Exercise prompt
Go line by line through the records below. Copy whichever lines contain the string "configuration".

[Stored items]
Segment Open

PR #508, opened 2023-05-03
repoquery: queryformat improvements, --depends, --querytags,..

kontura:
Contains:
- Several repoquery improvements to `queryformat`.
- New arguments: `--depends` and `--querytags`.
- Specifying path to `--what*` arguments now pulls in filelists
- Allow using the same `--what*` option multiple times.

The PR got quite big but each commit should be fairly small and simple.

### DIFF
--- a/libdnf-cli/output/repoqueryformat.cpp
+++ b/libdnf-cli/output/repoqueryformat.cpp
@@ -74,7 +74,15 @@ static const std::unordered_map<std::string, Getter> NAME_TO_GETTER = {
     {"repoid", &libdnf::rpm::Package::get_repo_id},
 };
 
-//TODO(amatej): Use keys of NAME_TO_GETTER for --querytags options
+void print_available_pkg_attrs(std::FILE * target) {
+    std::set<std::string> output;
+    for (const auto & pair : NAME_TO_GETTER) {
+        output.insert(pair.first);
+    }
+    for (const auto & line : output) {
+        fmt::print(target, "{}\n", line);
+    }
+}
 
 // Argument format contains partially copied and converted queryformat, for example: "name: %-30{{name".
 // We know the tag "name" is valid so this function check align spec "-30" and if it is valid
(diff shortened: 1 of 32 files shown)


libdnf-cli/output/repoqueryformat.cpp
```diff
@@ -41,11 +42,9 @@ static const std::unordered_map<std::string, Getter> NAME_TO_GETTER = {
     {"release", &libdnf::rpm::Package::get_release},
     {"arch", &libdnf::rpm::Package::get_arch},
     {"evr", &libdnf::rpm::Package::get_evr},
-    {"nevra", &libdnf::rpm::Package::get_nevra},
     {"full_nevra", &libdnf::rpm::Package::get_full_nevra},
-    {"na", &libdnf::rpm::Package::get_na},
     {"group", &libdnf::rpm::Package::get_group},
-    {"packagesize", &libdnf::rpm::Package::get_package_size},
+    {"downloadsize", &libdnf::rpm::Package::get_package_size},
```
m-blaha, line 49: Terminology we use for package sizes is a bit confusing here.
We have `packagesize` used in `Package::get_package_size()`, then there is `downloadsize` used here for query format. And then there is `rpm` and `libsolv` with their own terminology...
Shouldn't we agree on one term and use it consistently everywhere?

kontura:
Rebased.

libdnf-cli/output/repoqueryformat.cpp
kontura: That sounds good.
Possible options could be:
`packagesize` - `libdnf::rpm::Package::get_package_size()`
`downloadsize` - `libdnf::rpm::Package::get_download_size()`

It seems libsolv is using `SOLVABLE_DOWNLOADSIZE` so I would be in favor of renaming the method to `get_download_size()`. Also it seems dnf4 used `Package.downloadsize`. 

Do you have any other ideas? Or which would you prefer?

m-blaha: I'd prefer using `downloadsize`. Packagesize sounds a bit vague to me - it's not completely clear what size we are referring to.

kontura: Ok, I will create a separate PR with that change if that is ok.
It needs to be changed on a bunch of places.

Segment Closed
Segment Open

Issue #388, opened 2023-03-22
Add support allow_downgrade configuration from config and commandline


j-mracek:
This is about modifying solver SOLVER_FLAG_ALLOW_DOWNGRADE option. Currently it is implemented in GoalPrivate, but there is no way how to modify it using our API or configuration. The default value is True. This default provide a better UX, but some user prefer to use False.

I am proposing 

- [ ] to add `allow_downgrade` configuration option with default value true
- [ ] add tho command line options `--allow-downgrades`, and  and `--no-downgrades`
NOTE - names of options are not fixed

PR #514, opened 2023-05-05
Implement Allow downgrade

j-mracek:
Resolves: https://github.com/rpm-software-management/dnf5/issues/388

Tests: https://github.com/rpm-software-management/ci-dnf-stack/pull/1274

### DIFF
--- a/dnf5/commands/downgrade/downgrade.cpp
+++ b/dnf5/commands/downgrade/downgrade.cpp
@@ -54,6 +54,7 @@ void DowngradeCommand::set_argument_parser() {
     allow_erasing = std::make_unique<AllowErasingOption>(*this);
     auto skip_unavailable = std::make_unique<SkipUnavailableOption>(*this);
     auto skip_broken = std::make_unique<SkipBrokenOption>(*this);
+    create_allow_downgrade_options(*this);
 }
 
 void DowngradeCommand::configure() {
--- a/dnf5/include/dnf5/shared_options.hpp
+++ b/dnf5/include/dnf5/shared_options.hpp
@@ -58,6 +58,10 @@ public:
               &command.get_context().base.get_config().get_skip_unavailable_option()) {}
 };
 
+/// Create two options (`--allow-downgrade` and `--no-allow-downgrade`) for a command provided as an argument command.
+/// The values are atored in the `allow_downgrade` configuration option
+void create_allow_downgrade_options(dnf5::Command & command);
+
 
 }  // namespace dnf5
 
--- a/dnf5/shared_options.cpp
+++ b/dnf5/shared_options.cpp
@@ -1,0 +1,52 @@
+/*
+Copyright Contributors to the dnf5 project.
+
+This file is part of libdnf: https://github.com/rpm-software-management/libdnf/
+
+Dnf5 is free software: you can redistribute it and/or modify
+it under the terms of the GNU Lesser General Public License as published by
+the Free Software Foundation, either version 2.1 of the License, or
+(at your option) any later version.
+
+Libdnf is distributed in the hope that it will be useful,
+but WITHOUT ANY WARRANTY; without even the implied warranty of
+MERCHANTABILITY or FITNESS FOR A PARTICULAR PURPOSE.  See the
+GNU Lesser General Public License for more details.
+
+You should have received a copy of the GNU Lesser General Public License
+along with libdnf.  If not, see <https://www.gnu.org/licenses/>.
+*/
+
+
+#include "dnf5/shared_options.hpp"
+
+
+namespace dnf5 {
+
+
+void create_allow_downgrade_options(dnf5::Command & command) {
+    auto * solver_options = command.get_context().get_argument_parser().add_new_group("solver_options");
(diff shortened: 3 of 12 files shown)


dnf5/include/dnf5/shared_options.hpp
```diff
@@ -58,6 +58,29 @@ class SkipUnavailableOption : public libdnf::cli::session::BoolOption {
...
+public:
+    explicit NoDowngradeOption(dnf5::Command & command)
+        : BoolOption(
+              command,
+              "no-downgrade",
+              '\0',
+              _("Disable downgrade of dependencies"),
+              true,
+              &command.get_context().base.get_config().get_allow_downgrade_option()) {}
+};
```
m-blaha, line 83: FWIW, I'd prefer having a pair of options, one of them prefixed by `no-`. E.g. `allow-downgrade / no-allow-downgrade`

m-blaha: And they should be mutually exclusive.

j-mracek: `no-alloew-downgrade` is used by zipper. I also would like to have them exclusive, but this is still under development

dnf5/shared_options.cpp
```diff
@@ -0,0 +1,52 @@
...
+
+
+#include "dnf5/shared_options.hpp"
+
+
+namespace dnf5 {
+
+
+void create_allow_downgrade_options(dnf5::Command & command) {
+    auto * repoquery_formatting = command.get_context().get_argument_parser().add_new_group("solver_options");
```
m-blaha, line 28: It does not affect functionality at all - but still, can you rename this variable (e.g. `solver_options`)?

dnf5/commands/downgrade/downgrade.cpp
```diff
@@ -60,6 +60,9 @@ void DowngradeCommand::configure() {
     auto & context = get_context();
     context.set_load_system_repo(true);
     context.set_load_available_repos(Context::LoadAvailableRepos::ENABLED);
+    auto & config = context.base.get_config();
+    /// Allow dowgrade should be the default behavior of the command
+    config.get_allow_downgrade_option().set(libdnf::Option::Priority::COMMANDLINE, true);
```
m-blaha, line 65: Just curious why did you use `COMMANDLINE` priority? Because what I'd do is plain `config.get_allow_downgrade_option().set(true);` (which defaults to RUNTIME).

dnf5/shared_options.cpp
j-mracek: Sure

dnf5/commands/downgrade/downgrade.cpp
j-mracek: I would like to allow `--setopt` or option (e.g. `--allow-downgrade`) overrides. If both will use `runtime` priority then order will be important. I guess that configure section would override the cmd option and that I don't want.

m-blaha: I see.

Segment Closed

Expected output
Add support allow_downgrade configuration from config and commandline
This is about modifying solver SOLVER_FLAG_ALLOW_DOWNGRADE option. Currently it is implemented in GoalPrivate, but there is no way how to modify it using our API or configuration. The default value is True. This default provide a better UX, but some user prefer to use False.
- [ ] to add `allow_downgrade` configuration option with default value true
+/// The values are atored in the `allow_downgrade` configuration option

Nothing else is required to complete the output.